Cardiff players line up
Cardiff City marked their return to blue with a 1-0 win against Fulham in January 2015

"The red kit had a delayed reaction," says Ben James, a blogger who runs the 'View From The Ninian' podcast.

"Most fans were happy to put up with it as long as success was coming with it but, as soon as that started fading away, most fans lost interest.

"Most fans would admit, even when we were in Ninian Park, we've always had floating fans. Fans have always been a bit fair-weather.

"When the price freeze [on season tickets] went, a lot of fans took the decision alongside the terrible football and the overriding anger towards [owner] Vincent Tan over the red kit.

"It culminated in a perfect storm of two or three seasons which meant a lot of fans turned away from it."

Slade sure of fans' return

If a residual disdain for the rebrand may be difficult to remedy, Cardiff will at least feel they can lure fans back with success.

Having lost only once at home this season, promotion remains a realistic aim, with the hope of strengthening in the January transfer window.

Asked about the falling attendances in September, manager Russell Slade was upbeat.

"Fans want to see a winning team," he said.

"Of course you want more and more numbers to come and watch your team and I'm sure in time, if we continue to progress, they will be there.

Cardiff City Stadium
Cardiff's FA Cup win against Colchester in January was watched by 4,194 at Cardiff City Stadium

"I think we're playing a decent brand of football. I'm sure they'll come back if we can maintain it."

Cardiff have the third best home record in the Championship this season, but have scored only eight goals in their seven games.

As James argues, the lack of entertainment on the pitch has compounded the disenchantment originally caused by off-field issues.

For other supporters, the problem lies with the diminishing atmosphere in the stands.

'It's like a school trip to the library'

Cardiff City Stadium was expanded to a capacity of 33,280 in 2014 but, as attendances dropped towards the end of last season, the Bluebirds decided to close the new section for this campaign, reducing the capacity to 27,978.

It was hoped the move would help condense the atmosphere, but some fans claim overly zealous staff at the stadium are spoiling their match-day experience.

As part of the Bluebirds Unite group, Sian Branson played a prominent role in the campaign for Cardiff to return to their blue kit.

"It's almost like a school trip to the library. You're constantly being monitored and told what you can and can't do," she says.

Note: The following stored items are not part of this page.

PR #1384, opened 2024-04-24
Add generate test command v.2

pkukielka:
## Changes

**Functional:**

* Added new command for automatic generation of unit tests in the editor

**Technical:**

* Added new test command in both context menu and Commands tab
* Implemented `textDocument/show` agent notification
* Refactored undoable commands to so contain their whole responsibility (e.g. creating and maintaining markers)
* Added `showDocument` method for navigation to a given file/range
* Fixed undo action for commands with multiple edits
* Ensured that diff works also for text v2 command
* 
## Test plan

Full manual QA of other commands and diff feature


src/main/kotlin/com/sourcegraph/cody/agent/CodyAgentServer.kt
```diff
@@ -1,6 +1,33 @@
 package com.sourcegraph.cody.agent
 
-import com.sourcegraph.cody.agent.protocol.*
```
odisseus, line 3: In this particular case, the star import might be justified.

src/main/kotlin/com/sourcegraph/cody/agent/protocol/Range.kt
odisseus, line 1: What is the conceptual difference between the `Position` and `Range` from this package as opposed to those from `com.sourcegraph.cody.vscode`?

I'm not requesting changes within this PR, but if the only difference is a set of additional methods, perhaps we could use the Pimp My Library pattern instead.

src/main/kotlin/com/sourcegraph/cody/edit/fixupActions/ReplaceUndoableAction.kt
```diff
@@ -0,0 +1,72 @@
...
+
+  private constructor(
+      other: ReplaceUndoableAction,
+      document: Document
+  ) : this(other.project, other.edit, document) {
+    this.beforeMarker =
+        if (other.beforeMarker == null) null
+        else
+            document.createRangeMarker(
+                other.beforeMarker!!.startOffset, other.beforeMarker!!.endOffset)
```
odisseus:
```suggestion
        other.beforeMarker?.let {document.createRangeMarker(it.startOffset, it.endOffset)}
```

src/main/kotlin/com/sourcegraph/cody/edit/fixupActions/ReplaceUndoableAction.kt
```diff
@@ -0,0 +1,72 @@
...
+        else
+            document.createRangeMarker(
+                other.afterMarker!!.startOffset, other.afterMarker!!.endOffset)
+    this.originalText = other.originalText
+  }
+
+  override fun apply() {
+    val (start, end) =
+        if (beforeMarker != null) Pair(beforeMarker!!.startOffset, beforeMarker!!.endOffset)
+        else Pair(0, document.textLength)
```
odisseus:
```suggestion
        beforeMarker?.let{Pair(it.startOffset, it.endOffset)} ?: Pair(0, document.textLength)
```

src/main/resources/CodyBundle.properties
```diff
@@ -116,27 +116,22 @@ duration.x-months-ago={0} months ago
 duration.last-year=Last year
 duration.x-years-ago={0} years ago
 duration.x-ago={0} ago
-
```
odisseus: Why?

src/main/kotlin/com/sourcegraph/cody/agent/CodyAgentServer.kt
pkukielka: Discussed offline, let's go back to this tomorrow on standup.

src/main/kotlin/com/sourcegraph/cody/agent/protocol/Range.kt
pkukielka: I think idea was to decouple protocol classes of the classes we are using for the business logic.
If that makes sense or not is an different question...

src/main/resources/CodyBundle.properties
pkukielka: My editor settings, fixed.

src/main/kotlin/com/sourcegraph/cody/edit/exception/EditCreationException.kt
```diff
@@ -0,0 +1,7 @@
+package com.sourcegraph.cody.edit.exception
+
+import com.sourcegraph.cody.agent.protocol.TextEdit
+
+class EditCreationException(val edit: TextEdit, cause: Throwable) : RuntimeException(cause) {
+  override val message: String = "Edit creation failed: $edit}"
```
odisseus: Looks like an extra closing brace.
```suggestion
  override val message: String = "Edit creation failed: $edit"
```

src/main/kotlin/com/sourcegraph/cody/edit/exception/EditExecutionException.kt
```diff
@@ -0,0 +1,8 @@
+package com.sourcegraph.cody.edit.exception
+
+import com.sourcegraph.cody.edit.fixupActions.FixupUndoableAction
+
+class EditExecutionException(action: FixupUndoableAction, cause: Throwable) :
+    RuntimeException(cause) {
+  override val message: String = "Edit application failed for $action"
```
odisseus: I don't like this error message. It may suggest that there is an application (a program) which has just failed, or that we have failed to edit said application.

I would put it like this: `"Failed to apply the edit for $action"`, or perhaps "Could not apply the edit to ..." etc.

src/main/kotlin/com/sourcegraph/cody/edit/fixupActions/InsertUndoableAction.kt
```diff
@@ -0,0 +1,68 @@
...
+    this.beforeMarker =
+        if (other.beforeMarker == null) null
+        else
+            document.createRangeMarker(
+                other.beforeMarker!!.startOffset, other.beforeMarker!!.endOffset)
+    this.afterMarker =
+        if (other.afterMarker == null) null
+        else
+            document.createRangeMarker(
+                other.afterMarker!!.startOffset, other.afterMarker!!.endOffset)
```
odisseus: Consider refactoring

src/main/kotlin/com/sourcegraph/cody/edit/fixupActions/ReplaceUndoableAction.kt
```diff
@@ -0,0 +1,75 @@
...
+    document.replaceString(start, end, replacementText)
+    afterMarker =
+        if (beforeMarker == null) null
+        else document.createRangeMarker(start, start + replacementText.length)
+  }
+
+  override fun undo() {
+    val (start, end) =
+        if (afterMarker == null) Pair(0, document.textLength)
+        else Pair(afterMarker!!.startOffset, afterMarker!!.endOffset)
```
odisseus: This can be refactored in the same way as the above method.

src/main/kotlin/com/sourcegraph/cody/edit/sessions/FixupSession.kt
```diff
@@ -306,76 +330,67 @@ abstract class FixupSession(
...
-      "insert" -> {
-        val position = edit.position ?: return null
-        startOffset = document.getLineStartOffset(position.line) + position.character
-        endOffset = startOffset
-      }
-      else -> return null
-    }
-    return createMarker(startOffset, endOffset)
+  private fun adjustToDocumentRange(r: Range): Range {
+    val start = if (r.start.line < 0) Position(line = 0, character = r.start.character) else r.start
```
odisseus, line 367: In what situations is a negative `r.start.line` valid?

odisseus (changes requested):

src/main/kotlin/com/sourcegraph/cody/edit/sessions/FixupSession.kt
pkukielka: Good question, I added comment in the code.

odisseus (approved):

mkondratek (approved):

PR #157, opened 2019-10-30
Fix cron scheduling.

Tinche:
If your worker settings specify a non-default queue, cron jobs won't run.


samuelcolvin:
you're missing spaces, that will be wrong.

samuelcolvin:
superceded by #159

PR #170, opened 2020-02-11
Fix workers concurrency

CorentinCAM:
When running several workers, the following situation can occur:

Let's say two workers are running and each one allow two jobs maximum at the same time.

- The first worker takes the two firsts jobs of the queue
- The second worker get the two firsts jobs, but sees that they are ran by another worker. It skips both of them and start again with the same jobs until they are completed by the first worker.
- The second worker will keep doing that until it is the first one to see a job.

To fix this problem, we just increment the `_queue_read_offset` variable, which will allow the worker to get jobs after the ones that are currently running elsewhere.

### DIFF
--- a/HISTORY.rst
+++ b/HISTORY.rst
@@ -3,6 +3,10 @@
 History
 -------
 
+v0.18.5 (2020-02-11)
+....................
+* Fix workers concurrency
+
 v0.18.4 (2019-12-19)
 ....................
 * Add ``py.typed`` file to tell mypy the package has type hints, #163
--- a/arq/version.py
+++ b/arq/version.py
@@ -2,4 +2,4 @@ from distutils.version import StrictVersion
 
 __all__ = ['VERSION']
 
-VERSION = StrictVersion('0.18.4')
+VERSION = StrictVersion('0.18.5')
--- a/arq/worker.py
+++ b/arq/worker.py
@@ -295,6 +295,8 @@ class Worker:
             job_ids = await self.pool.zrangebyscore(
                 self.queue_name, offset=self._queue_read_offset, count=count, max=now
             )
+            if job_ids == [] and self._queue_read_offset > 0:
+                self._queue_read_offset = 0
         await self.run_jobs(job_ids)
 
         for t in self.tasks:
--- a/arq/worker.py
+++ b/arq/worker.py
@@ -319,8 +319,10 @@ class Worker:
                 if ongoing_exists or not score:
                     # job already started elsewhere, or already finished and removed from queue
                     self.sem.release()
+                    self._queue_read_offset += 1
                     continue
 
+                self._queue_read_offset = 0
                 tr = conn.multi_exec()
                 tr.setex(in_progress_key, self.in_progress_timeout_s, b'1')
                 try:


samuelcolvin:
I see a problem, but I think you have it defined slightly wrong.

Every worker will take **all** pending job ids and run them unless they're already running elsewhere.

Thus there could be a problem where two jobs both happen on the same worker instead of being split between multiple workers, but not exactly the blocking scenario you describe.

If this solution does solve the problem:
1. There needs to be a better explanation of how it will avoid the problem
2. There needs to be a test demonstrating the fix, though I can imagine this would be very difficult to set up

CorentinCAM:
I hope I understood how your code works, otherwise please correct me.

I think `job_ids` are selected in `_poll_iteration` method (with `pool.zrangebyscore`), according to `queue_name`, `_queue_read_offset` and `count`, which is basically the `max_jobs` parameter. So only the `max_jobs` first jobs will be selected. Those jobs won't be removed from the pending jobs queue until they are completed by a worker.

So when a worker takes the first n jobs, the next worker to poll the queue will get the m first ones, and if m is lower than n all the jobs it will get will be taken by the first worker.

My solution is to increase the `_queue_read_offset` when a worker gets a job that is already taken, so next time it will poll the queue, it will get the next jobs in the queue (until count + 1).

I'll try to give you an example:

First time:
- First worker polls the queue and takes jobs 0 and 1
- Second worker polls the queue and get jobs 0 and 1, both already taken, it increases `_queue_read_offset` by 2.

Next iteration:
- First worker is still working on jobs 0 and 1
- Second worker polls the queue **from 2** and gets jobs 2 and 3, that are free
- As it gets at least one free job, it resets `_queue_read_offset` to 0 so it will poll the first jobs next time

An other solution could be to increase `queue_read_limit` to get more jobs after a fail but I am not sure about how to implement it and I am pretty sure this solution is more simple.

CorentinCAM:
I realised an issue was present with my code.

When a worker increased its offset so much that it was getting no jobs anymore, and new jobs were added below its offset, it was never taking them. Now when no jobs are found and offset is not zero, it is reset to zero in order to find potential new jobs.

samuelcolvin:
Humm, I'm still not convinced this is the solution and either way we need tests.

Can you explain how to reproduce this error and I'll try to fix it.

CorentinCAM:
Ok, here is a demo:

demo.py:
```
import time
import asyncio
from arq import create_pool

async def wait(ctx, sec):
    time.sleep(sec)

async def main():

    await redis.enqueue_job('wait', 2, _job_id='job0')
    await redis.enqueue_job('wait', 2, _job_id='job1')
    await redis.enqueue_job('wait', 2, _job_id='job2')
    await redis.enqueue_job('wait', 2, _job_id='job3')

class WorkerSettings:
    functions = [wait]
    max_jobs = 1

if __name__ == '__main__':
    loop.run_until_complete(main())
```

Now start two workers with `arq demo.WorkerSettings` and then start `python demo.py`

The first worker will take all the jobs, as the seen in the following logs:

- From worker 1:
```
11:30:48: Starting worker for 1 functions: wait
11:30:48: redis_version=5.0.7 mem_usage=834.68K clients_connected=1 db_keys=0
11:32:19:   0.03s → job0:wait(2)
11:32:21:   2.00s ← job0:wait ● 
11:32:21:   2.04s → job1:wait(2) delayed=2.04s
11:32:23:   2.00s ← job1:wait ● 
11:32:23:   4.06s → job2:wait(2) delayed=4.06s
11:32:25:   2.00s ← job2:wait ● 
11:32:25:   6.07s → job3:wait(2) delayed=6.07s
11:32:27:   2.00s ← job3:wait ●
```
- From worker 2:
```
11:30:52: Starting worker for 1 functions: wait
11:30:52: redis_version=5.0.7 mem_usage=855.37K clients_connected=2 db_keys=1
```

Without max_jobs parameter everything is fine but when you want to limit it it doesn't work at all.

Here are the logs for the same execution with my solution:
- From worker 1:
```
11:35:52: Starting worker for 1 functions: wait
11:35:52: redis_version=5.0.7 mem_usage=834.86K clients_connected=1 db_keys=0
11:35:57:   0.28s → job0:wait(2)
11:35:59:   2.00s ← job0:wait ● 
11:36:00:   2.79s → job2:wait(2) delayed=2.79s
11:36:02:   2.00s ← job2:wait ●
```
- From worker 2:
```
11:35:54: Starting worker for 1 functions: wait
11:35:54: redis_version=5.0.7 mem_usage=855.55K clients_connected=2 db_keys=1
11:35:58:   0.95s → job1:wait(2)
11:36:00:   2.00s ← job1:wait ● 
11:36:00:   3.46s → job3:wait(2) delayed=3.46s
11:36:02:   2.00s ← job3:wait ●
```

samuelcolvin:
Thank so much for working on this and demonstrating that there's a problem.

I worked through it and found a much simpler fix, see #180.

If you have any questions about my solution, please ask on #180.

PR #177, opened 2020-04-18
Make password setting Optional[str] for RedisSettings

elatt:
`None` is a valid value for the password prop in `RedisSettings`


samuelcolvin:
thanks so much.

PR #183, opened 2020-04-25
Option to disable registration of signal handlers

### LINKED ISSUE #182: Running arq inside another async app
I want to run arq from within another app that controls the asyncio event loop (FastAPI).

I've been able to start it up and get it working, but the issue is on shutdown where arq catches the sigint/sigterm signals and these never get passed up. This makes the process hang in a dead state.

```
class Worker:
    def __init__(self):
        pass

    async def start(self):
        # loop = asyncio.get_event_loop()
        self.worker = create_worker(worker_settings)
        # loop.remove_signal_handler(SIGINT)
        # loop.remove_signal_handler(SIGTERM)
        self.task = asyncio.create_task(self.worker.async_run())

    async def close(self):
        logger.debug("Starting worker close")
        await self.worker.close()
        logger.debug("Ending worker close")
```

I've found that if I remove the loop's signal handlers that arq created I can exit, but this throws errors since no signal handlers are now present.

Signal handlers are added here:
https://github.com/samuelcolvin/arq/blob/master/arq/worker.py#L215
```
        self._add_signal_handler(signal.SIGINT, self.handle_sig)
        self._add_signal_handler(signal.SIGTERM, self.handle_sig)
```

In the app startup/shutdown I will startup/shutdown arq as necessary, but would need an option to pass in to prevent arq from registering its own handlers.

kdorsel:
Used when you want to listen to signal handlers on your own

Closes #182

### DIFF
--- a/HISTORY.rst
+++ b/HISTORY.rst
@@ -6,6 +6,7 @@ History
 v0.19.1 (unreleased)
 ....................
 * fix timestamp issue in _defer_until without timezone offset, #182
+* add option to disable signal handler registration for running inside other frameworks, #183
 
 v0.19.0 (2020-04-24)
 ....................
--- a/HISTORY.rst
+++ b/HISTORY.rst
@@ -6,7 +6,7 @@ History
 v0.19.1 (unreleased)
 ....................
 * fix timestamp issue in _defer_until without timezone offset, #182
-* add option to disable signal handler registration for running inside other frameworks, #183
+* add option to disable signal handler registration from running inside other frameworks, #183
 
 v0.19.0 (2020-04-24)
 ....................
--- a/arq/worker.py
+++ b/arq/worker.py
@@ -133,7 +133,7 @@ class Worker:
     :param burst: whether to stop the worker once all jobs have been run
     :param on_startup: coroutine function to run at startup
     :param on_shutdown: coroutine function to run at shutdown
-    :param no_sig: does not register signal handlers, used when running inside other async framework
+    :param sigs: default true, register signal handlers, set to false when running inside other async framework
     :param max_jobs: maximum number of jobs to run at a time
     :param job_timeout: default job timeout (max run time)
     :param keep_result: default duration to keep job results for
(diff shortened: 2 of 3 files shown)


arq/worker.py
```diff
@@ -133,6 +133,7 @@ class Worker:
     :param burst: whether to stop the worker once all jobs have been run
     :param on_startup: coroutine function to run at startup
     :param on_shutdown: coroutine function to run at shutdown
+    :param no_sig: does not register signal handlers, used when running inside other async framework
```
samuelcolvin, line 136:
```suggestion
    :param sigs: default True, whether register signal handlers, set to False when running inside other async framework
```
I don't like double negatives `not self._no_sig`, even when the new `False` mode is a change.

Tinche:
We already do this by subclassing the Worker class and overriding `_add_signal_handler` to a NOOP, but a parameter would be better from a usability perspective.

Since this is asyncio, running Arq in the same process as your f.e. http handlers is a big win. Instead of 3 deployments (web handlers, workers, cron) you can just run one, and scaling is much easier.

Why is the parameter typed as `Optional[bool]` though, it can just be `bool`?

arq/worker.py
```diff
@@ -159,6 +160,7 @@ def __init__(
         burst: bool = False,
         on_startup: Optional['StartupShutdown'] = None,
         on_shutdown: Optional['StartupShutdown'] = None,
+        sigs: bool = True,
```
samuelcolvin, line 163:
```suggestion
        handle_signals: bool = True,
```
Bit clearer for those new to the project.

HISTORY.rst
```diff
@@ -6,6 +6,7 @@ History
 v0.19.1 (unreleased)
 ....................
 * fix timestamp issue in _defer_until without timezone offset, #182
+* add option to disable signal handler registration for running inside other frameworks, #183
```
samuelcolvin, line 9:
```suggestion
* add option to disable signal handler registration from running inside other frameworks, #183
```

arq/worker.py
```diff
@@ -133,6 +133,7 @@ class Worker:
     :param burst: whether to stop the worker once all jobs have been run
     :param on_startup: coroutine function to run at startup
     :param on_shutdown: coroutine function to run at shutdown
+    :param sigs: default true, register signal handlers, set to false when running inside other async framework
```
samuelcolvin, line 136:
```suggestion
    :param handle_signals: default true, register signal handlers, set to false when running inside other async framework
```

samuelcolvin:
thank you so much.

PR #187, opened 2020-05-06
windows event loop sig handler

jessekrubin:
except not implemented error for windows when adding sig handler to event loop

### DIFF
--- a/arq/worker.py
+++ b/arq/worker.py
@@ -578,7 +578,7 @@ class Worker:
     def _add_signal_handler(self, signum: Signals, handler: Callable[[Signals], None]) -> None:
         try:
             self.loop.add_signal_handler(signum, partial(handler, signum))
-        except NotImplementedError:
+        except NotImplementedError:  # pragma: no cover
             logger.debug('Windows does not support adding a signal handler to an eventloop')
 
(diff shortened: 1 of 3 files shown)


arq/worker.py
```diff
@@ -576,7 +576,10 @@ async def record_health(self) -> None:
             self._last_health_check_log = log_suffix
 
     def _add_signal_handler(self, signum: Signals, handler: Callable[[Signals], None]) -> None:
-        self.loop.add_signal_handler(signum, partial(handler, signum))
+        try:
+            self.loop.add_signal_handler(signum, partial(handler, signum))
+        except NotImplementedError:
+            logger.debug('Oy vey; Windows does not support adding a signal handler to an eventloop')
```
samuelcolvin, line 582:
```suggestion
            logger.debug('Windows does not support adding a signal handler to an eventloop')
```

Bit non standard and confusing.

jessekrubin: Solid. 

PS: windows regularly drives me bananas

samuelcolvin:
thanks so much.

jessekrubin:
> thanks so much.

No problemo @samuelcolvin

PR #191, opened 2020-05-21
Introduce default queue name to ArqRedis

Tinche:
When using a single central Redis with multiple services, it's necessary to use different queues.

It's cumbersome to have to pass the queue name when enqueing jobs all the time, so we add the ability for an instance of ArqRedis to remember it.

We also make the worker be able to get the default queue name from ArqRedis, to not have to repeat ourselves.

This should be backwards compatible.

I've also fixed some timezone issues which were failing tests on my machine, which is not in UTC.

### DIFF
--- a/HISTORY.rst
+++ b/HISTORY.rst
@@ -6,6 +6,8 @@ History
 v0.19.1 (unreleased)
 ....................
 * fix timestamp issue in _defer_until without timezone offset, #182
+* Add ``default_queue_name`` to ``create_redis_pool`` and ``ArqRedis``.
+* ``Worker`` can retrieve the ``queue_name`` from the connection pool, if present.
 
 v0.19.0 (2020-04-24)
 ....................
--- a/HISTORY.rst
+++ b/HISTORY.rst
@@ -6,8 +6,8 @@ History
 v0.19.1 (unreleased)
 ....................
 * fix timestamp issue in _defer_until without timezone offset, #182
-* Add ``default_queue_name`` to ``create_redis_pool`` and ``ArqRedis``.
-* ``Worker`` can retrieve the ``queue_name`` from the connection pool, if present.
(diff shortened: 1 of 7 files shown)


arq/worker.py
```diff
@@ -174,6 +174,11 @@ def __init__(
         job_deserializer: Optional[Deserializer] = None,
     ):
         self.functions: Dict[str, Union[Function, CronJob]] = {f.name: f for f in map(func, functions)}
+        if queue_name is None:
+            if redis_pool is not None:
+                queue_name = redis_pool.default_queue_name
+            else:
+                raise Exception('If queue_name is absent, redis_pool must be present.')
```
samuelcolvin, line 181:
```suggestion
                raise ValueError('If queue_name is absent, redis_pool must be present.')
```

HISTORY.rst
```diff
@@ -6,6 +6,8 @@ History
 v0.19.1 (unreleased)
 ....................
 * fix timestamp issue in _defer_until without timezone offset, #182
+* Add ``default_queue_name`` to ``create_redis_pool`` and ``ArqRedis``.
+* ``Worker`` can retrieve the ``queue_name`` from the connection pool, if present.
```
samuelcolvin, line 10:
```suggestion
* Add ``default_queue_name`` to ``create_redis_pool`` and ``ArqRedis``, #191
* ``Worker`` can retrieve the ``queue_name`` from the connection pool, if present
```

Tinche:
@samuelcolvin thanks for looking at this. Just FYI, I have a draft blog post about Arq in the pipeline, and ideas for a few more PRs.

samuelcolvin:
> I have a draft blog post about Arq in the pipeline, and ideas for a few more PRs.

Great, contributions welcome. I'm pretty busy at the moment but will try my best to respond to PRs promptly.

Sian Branson (left) with Ken Choo (centre) and Mehmet Dalman
Sian Branson (left) with Cardiff chief executive Ken Choo (centre) and chairman Mehmet Dalman when the club announced their return to a blue kit in January 2015

"That's not down to Vincent Tan," she added. "He and his representatives seem interested in what we have to say.

"The people involved in the day-to-day running don't seem to get it.

"The stewards need better training. They're constantly telling people to sit down."

Even a Severnside derby against Bristol City failed to rekindle the passion.

A crowd of 15,287 watched a dour 0-0 draw, in stark contrast to the 25,586 present when the teams last met at Cardiff City Stadium in 2013.

"We really don't understand why they can't let Cardiff City fans express themselves," adds Branson.

"Even people who've renewed their season tickets don't want to go down there and be treated the way fans are being treated. It's stifling.

"I work in Bristol and Bristol City fans at work were asking me 'What's happened to Cardiff City? The atmosphere's gone'.

The BBC has asked Cardiff City if they would like to respond to Branson's comments.